→ What is required
Reproduce the data that follows precisely.

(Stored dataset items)
PR #1117, opened 2018-01-03
Update djangosaml2 requirement to 0.16.11

reinbach:
Being able to upgrade Django 1.10 requires us to either replace djangosaml2 or update it.

If we want to update it, I [forked](https://github.com/unicef/djangosaml2) the maintained version of djangosaml2 which is Django 1.10 compatible and applied the tweaks that had been made to our current version of djangosaml2.

I'm not able to fully test this implementation, but it is available in this branch if we want to try it out. It may provide us with a step closer to being able to upgrade to Django 1.10


domdinicola:
I'd love to update this, so we can move upgrading Django.
In the future most probably we will use openid connect, but not sure when.

reinbach:
Did you apply the tweaks that were made to the previous djangosaml2 version by Rob?

domdinicola:
yes Greg, I created a tag on this branch https://github.com/domdinicola/djangosaml2/tree/feature/etools

reinbach:
So the point of failure for us is at https://github.com/rohe/pysaml2/blob/master/src/saml2/response.py#L839

We do not appear to have any `.extension_elements` attribute on our assertion, so the assertions are not decrypted and assigned. Resulting in the error `'NoneType' object has no attribute 'authn_statement'` at

```
/usr/local/lib/python2.7/site-packages/saml2/response.py in session_info: line 1088;

       authn_statement = self.assertion.authn_statement[0]
```

EquiTrack/EquiTrack/settings/base.py
```diff
@@ -401,7 +401,8 @@ def str2bool(value):
     'givenName': ('first_name',),
     'surname': ('last_name',),
 }
-SAML_DJANGO_USER_MAIN_ATTRIBUTE = 'email'
+SAML_DJANGO_USER_MAIN_ATTRIBUTE = 'username'
```
robertavram: why are we changing this to username?

reinbach: We were forcing the main attribute to be username in the code, as an enhancement to the djangosaml2 code base, See djangosaml2/backends.py file ~line 163;

```
if django_user_main_attribute != 'username':
    user_query_args['username'] = main_attribute
```

I thought if we could set this setting to username we would not need to have this extra code change.

reinbach:
I think I'm going to have to cancel this pull request and create a new one

EquiTrack/EquiTrack/settings/base.py
domdinicola: :+1:

reinbach:
This pull request has been replaced by https://github.com/unicef/etools/pull/1129

EquiTrack/EquiTrack/settings/base.py
robertavram: oh... I forgot why we put it in there.. but if memory serves me well, there was a problem when we were automatically creating users that did not exist in our DB.

We wanted the attribute that stores as the username and email to come from the email claim. However since only one key was used to get_or_create the user it ended up that after the first user was created `{'email':'johnsmith@example.com', 'username':''}` all subsequent users were raising an error since username needed to be unique...

I completely forgot which code did that... but that's our intention.. to allow users that have never been set up in our db to be automatically created in our db the moment they log in. All this while making sure that the email attribute is what we store as username and as email for the user. I think that's also why we opted for querying by email.

```
if django_user_main_attribute != 'username':
    user_query_args['username'] = main_attribute
```
i think here user_query_args dict does not have the 'username' key, just email.. and this gives user_query_args two keys to "get_or_create" by.. however.. I have not looked at the code and I might be wrong.. let me know if so :)

reinbach: Mmmm... I think my changes are not right then. I've gone ahead and removed those changes.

→ Solved exercise
PR #1117, opened 2018-01-03
Update djangosaml2 requirement to 0.16.11

reinbach:
Being able to upgrade Django 1.10 requires us to either replace djangosaml2 or update it.

If we want to update it, I [forked](https://github.com/unicef/djangosaml2) the maintained version of djangosaml2 which is Django 1.10 compatible and applied the tweaks that had been made to our current version of djangosaml2.

I'm not able to fully test this implementation, but it is available in this branch if we want to try it out. It may provide us with a step closer to being able to upgrade to Django 1.10


domdinicola:
I'd love to update this, so we can move upgrading Django.
In the future most probably we will use openid connect, but not sure when.

reinbach:
Did you apply the tweaks that were made to the previous djangosaml2 version by Rob?

domdinicola:
yes Greg, I created a tag on this branch https://github.com/domdinicola/djangosaml2/tree/feature/etools

reinbach:
So the point of failure for us is at https://github.com/rohe/pysaml2/blob/master/src/saml2/response.py#L839

We do not appear to have any `.extension_elements` attribute on our assertion, so the assertions are not decrypted and assigned. Resulting in the error `'NoneType' object has no attribute 'authn_statement'` at

```
/usr/local/lib/python2.7/site-packages/saml2/response.py in session_info: line 1088;

       authn_statement = self.assertion.authn_statement[0]
```

EquiTrack/EquiTrack/settings/base.py
```diff
@@ -401,7 +401,8 @@ def str2bool(value):
     'givenName': ('first_name',),
     'surname': ('last_name',),
 }
-SAML_DJANGO_USER_MAIN_ATTRIBUTE = 'email'
+SAML_DJANGO_USER_MAIN_ATTRIBUTE = 'username'
```
robertavram: why are we changing this to username?

reinbach: We were forcing the main attribute to be username in the code, as an enhancement to the djangosaml2 code base, See djangosaml2/backends.py file ~line 163;

```
if django_user_main_attribute != 'username':
    user_query_args['username'] = main_attribute
```

I thought if we could set this setting to username we would not need to have this extra code change.

reinbach:
I think I'm going to have to cancel this pull request and create a new one

EquiTrack/EquiTrack/settings/base.py
domdinicola: :+1:

reinbach:
This pull request has been replaced by https://github.com/unicef/etools/pull/1129

EquiTrack/EquiTrack/settings/base.py
robertavram: oh... I forgot why we put it in there.. but if memory serves me well, there was a problem when we were automatically creating users that did not exist in our DB.

We wanted the attribute that stores as the username and email to come from the email claim. However since only one key was used to get_or_create the user it ended up that after the first user was created `{'email':'johnsmith@example.com', 'username':''}` all subsequent users were raising an error since username needed to be unique...

I completely forgot which code did that... but that's our intention.. to allow users that have never been set up in our db to be automatically created in our db the moment they log in. All this while making sure that the email attribute is what we store as username and as email for the user. I think that's also why we opted for querying by email.

```
if django_user_main_attribute != 'username':
    user_query_args['username'] = main_attribute
```
i think here user_query_args dict does not have the 'username' key, just email.. and this gives user_query_args two keys to "get_or_create" by.. however.. I have not looked at the code and I might be wrong.. let me know if so :)

reinbach: Mmmm... I think my changes are not right then. I've gone ahead and removed those changes.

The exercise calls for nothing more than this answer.